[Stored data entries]
+-------+
PR #68169, opened 2022-11-02
Add user-facing C# unhandled exception reporting.

zorbathut:
I wanted a way to catch unhandled exceptions, because I want to display those in-game and also be able to report them to online bug reporting services. This does part of the job! It doesn't do all the job; this is more of a proof-of-concept that I am happy to parlay into good code.

This allows me to do this during my startup:

```cs
Godot.Logging.UnhandledExceptionReporter += (e) =>
{
    ErrorCollector.GatherEx(e);
};
```

and it works great for my current needs.

It is not perfect.

* This catches C# exceptions. It does not catch engine warnings or errors. I'm going to do that too eventually, just not today.
* This does not provide any mechanism by which errors (or warnings) can be suppressed. Sometimes that's useful!
* It's unclear how to extend this API to provide those; most likely the interface will need significant changes to add those, and, well, breaking changes kinda suck.

I am, to reiterate, happy to work on this more if there's specific guidance on how it should be designed; I'm also happy to put together engine-error and engine-warning reporting too. Let me know if this is interesting and if it's worth continuing!

PR #56014, opened 2021-12-17
Add Breakpad for crash dump generation

hhyyrylainen:
I started working on a simple Breakpad crash reporting integration to Godot related to this proposal: https://github.com/godotengine/godot-proposals/issues/1896

Some current caveats:
- ~~I have not tested this with Godot 4, I originally made this against the 3.4 stable label and cherry picked to this branch (that other branch is here: https://github.com/Revolutionary-Games/godot/tree/crash_dumper_3.x). I only did a very quick compile fix and checked that Godot starts on this branch. There didn't seem to be a working sample project available in the asset library(?) so I couldn't test with a project.~~
- ~~There's some cleanup left to do regarding which files to include and which need to be compiled~~
- ~~My local install of clang-format doesn't work with the options in this repo so I couldn't format the files with it (clang-format failed with code 1: /home/hhyyrylainen/Projects/godot/.clang-format:151:1: error: unknown key 'SpacesInLineCommentPrefix')~~ update to Fedora 35 fixed this by having a newer clang version
- ~~I noticed that Windows crash reporter on destruction doesn't disable itself. seems like nothing else either disables it on shutdown. Is that intended? It's not consistent with Linux. For my own testing I added the line to disable it in the destructor, but I didn't commit that here~~ I added this code
- ~~I haven't yet tested whether the created crashdumps can be decoded with stackwalk (I'm going to work on my build scripts next to make this work, I'm not confident enough with the Godot build process yet to make a PR to the build scripts repo). Also Windows is less tested than Linux~~ Windows crash dumps only work with the special mingw supporting stackwalk, but no special version is required in the Godot repo when building Godot, so this is just a minor inconvenience.
- ~~I don't have a mac to develop on, so~~ support for that needs to be done later

PR #87576, opened 2024-01-25
Add user-facing log interception callback.

### LINKED ISSUE #8964: Add user-facing log interception callback

A mod-heavy exploration/building game.

Error messages cannot be reported to a central server. Mod developers can't see error messages easily. Testers (both third-party and mod) can't see error messages easily. In addition, it's easy to entirely miss an error message.

Allow the user to provide a callback which is called on every log message, after which they can do whatever processing they like on it, including "display it in the main game pane".

Importantly, this should buffer messages on the first frame so that the callback can detect super-early load issues.

I actually have a working implementation at https://github.com/godotengine/godot/pull/87576 so I'm just going to point over there. But the short answer is "a singleton that lets you attach a callback".

No; there's currently no way to retrieve log messages from in-game without engine modifications.

As far as I know, this is impossible to implement as an add-on. It *might* be possible in a C++ module as long as you don't care about messages before you apply the hooks, but I do - intrinsically, if you want to record messages before you apply a callback, you need engine support for that.

zorbathut:
I wanted a way to catch all Godot messages, including errors, so they can be displayed to the user and/or handled in code. (If you're saying "why do you want that", read the next comment!) Not only should this handle all messages *after* the callback is applied, I wanted to handle all messages *before* the callback is applied so that startup warnings or errors are reported as well.

This provides a LogManager singleton that can have a callback attached. It saves messages until Frame 1, meaning that if you apply your callback during Frame 0, it quickly replays its entire saved log for you.

This used to be https://github.com/godotengine/godot/pull/68169 but takes a completely different approach at solving the same underlying issue. For my purposes, this is far better, and it's also supported on all scripting languages.

Personal concerns with this solution:

* ~~It imposes a bit of CPU overhead and memory churn on every log message. I don't think this is a big issue because there's already a ton of that, but this does impose further costs.~~ Essentially solved; it still imposes a function call, std::atomic lookup, and conditional, but I don't think that's a big problem.
* If a project spews a ton of log messages out before the first frame, then never registers a log handler, all the work done to handle that is wasted. It's unclear how this can be handled; it's also probably not a big deal because projects generally shouldn't be outputting that much on the first frame.
* ~~The callback *must* be threadsafe, but will generally work pretty much fine even if it's not threadsafe. This is a perfect recipe for introducing subtle threading issues in people's code. I'm not sure how to fix this - providing the message immediately is important to me, and I haven't come up with a way to coherently single-thread that process without introducing performance issues and long message delays.~~ Solved by splitting the callback into Nonthreadsafe and Buffered versions.
* ~~There is currently no way to attach more than one callback, nor is there a way to remove a callback.~~ Solved.
* ~~If multiple callbacks were supported, the current design would either mean that the *second* callback hook didn't get the full debug log replay, or it would require some further engineering work to support that.~~ Solved.
* If the error is caused by a C# exception, and you're setting a callback in C#, then this doesn't provide access to the actual C# exception object. It could! I don't personally need this functionality but it's a pretty obvious thing to add later if there's demand.
* The whole "pass data as a dictionary of variants" approach is pretty gnarly. It's something used in a lot of places already - see [PhysicsDirectSpaceState3D.get_rest_info](https://docs.godotengine.org/en/stable/classes/class_physicsdirectspacestate3d.html#class-physicsdirectspacestate3d-method-get-rest-info) - but I still don't *like* it. Still, when in Rome.

Things that do in fact need to be fixed before commit:

* ~~The documentation is lacking. (I'll fix this if the design is approved in general.)~~ Solved.

Edit: Related feature proposals:

* https://github.com/godotengine/godot-proposals/issues/1896
* https://github.com/godotengine/godot-proposals/issues/3062
* https://github.com/godotengine/godot-proposals/issues/8964

* *Bugsquad edit, closes: https://github.com/godotengine/godot-proposals/issues/8964*


zorbathut:
> Why do you want to record unhandled exceptions in-game, anyway?

A bunch of answers here.

First, my general experience is that in *every engine*, errors regularly get unnoticed by people. People don't look at the error log unless they already know there's something posted, and people never expect an error. I've seen this happen in Unity, Unreal, Godot, and custom engines; it's just a universal truth and I've given up convincing people to look at the error log on their own, they just don't do it.

So this is being used for a system that pops up an error dialog when an error shows up. It pops up *in the game viewport*, which makes it impossible to ignore (the other effective solution I've seen is a modal popup.) Example:

image

The funny part is that when I originally implemented this, I realized this particular error had been happening for a few days and I hadn't even noticed it *while working on the error reporting system*.

Second, testers need to be aware of errors also, and will often be testing on the fully-built game (otherwise you're just begging for release-only errors, which *will* happen.) They need some visible error log, and that means I need to be able to reliably record errors to show ingame.

Third, stuff like Sentry is very convenient for reporting errors to a central server. But you still need a way to *get* those errors, and right now there's no way besides modifying the engine code. This is a general solution for retrieving all messages so you can do whatever you like with them.

Fourth, I'm setting this system up for mod support. Modders don't have the full game engine tools available either, and they still need access to errors. In addition, *their players* need access to errors. Note that all of this is modeled off Rimworld's Developer Mode, which is considered a critical feature for mod developers:

image

The end result of all of this is that in-game error reporting is really *really* handy.

AThousandShips:
Please open a [feature proposal](https://github.com/godotengine/godot-proposals) to track this feature and the demand/ideas 🙂

core/core_bind.h
```diff
@@ -567,6 +567,28 @@ class EngineDebugger : public Object {
...
+	LogManager();
+	~LogManager();
+
+	static LogManager *get_singleton() { return singleton; }
+
+	void register_log_capture(const Callable &p_callable);
+
+private:
+	friend class ::UserLogManagerLogger;
+	void process(const Dictionary &&p_message);
```
AThousandShips, line 589:
```suggestion
	void process(const Dictionary &p_message);
```
Const move doesn't make sense to me, and `Dictionary` isn't designed with move capabilities in mind, we don't use move like this in the engine, and in any case `Dictionary` is ref-counted so it doesn't need to be moved

core/io/logger.h
```diff
@@ -106,4 +110,26 @@ class CompositeLogger : public Logger {
...
+	~UserLogManagerLogger();
+
+	static UserLogManagerLogger *get_singleton() { return singleton; }
+
+	virtual void logv(const char *p_format, va_list p_list, bool p_err) override _PRINTF_FORMAT_ATTRIBUTE_2_0;
+	virtual void log_error(const char *p_function, const char *p_file, int p_line, const char *p_code, const char *p_rationale, bool p_editor_notify, ErrorType p_type = ERR_ERROR) override;
+
+private:
+	friend class core_bind::LogManager;
+	void process(const Dictionary &&p_message);
```
AThousandShips, line 131:
```suggestion
	void process(const Dictionary &p_message);
```

farfalk:
@zorbathut thank you for the ping! I agree with everything you wrote. Can't speak for the code unfortunately. Will try to understand how to test this PR, it's a first for me, but i think this is **very** important, so I'll try to put in the effort


@AThousandShips 
> Please open a [feature proposal](https://github.com/godotengine/godot-proposals) to track this feature and the demand/ideas 🙂

There are already some existing proposals afaik: a possible candidate is https://github.com/godotengine/godot-proposals/issues/1896 or maybe https://github.com/godotengine/godot-proposals/issues/3062

AThousandShips:
Would have noticed them if they were listed in the original PR 🙂, or if OP had linked to them instead

farfalk:
> Would have noticed them if they were listed in the original PR 🙂, or if OP had linked to them instead

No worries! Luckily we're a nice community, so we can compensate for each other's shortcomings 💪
+-------+
_Exercise objective_
Every line of the entries that includes "addition" must be copied into the answer.

_Written response_
Error messages cannot be reported to a central server. Mod developers can't see error messages easily. Testers (both third-party and mod) can't see error messages easily. In addition, it's easy to entirely miss an error message.
Fourth, I'm setting this system up for mod support. Modders don't have the full game engine tools available either, and they still need access to errors. In addition, *their players* need access to errors. Note that all of this is modeled off Rimworld's Developer Mode, which is considered a critical feature for mod developers:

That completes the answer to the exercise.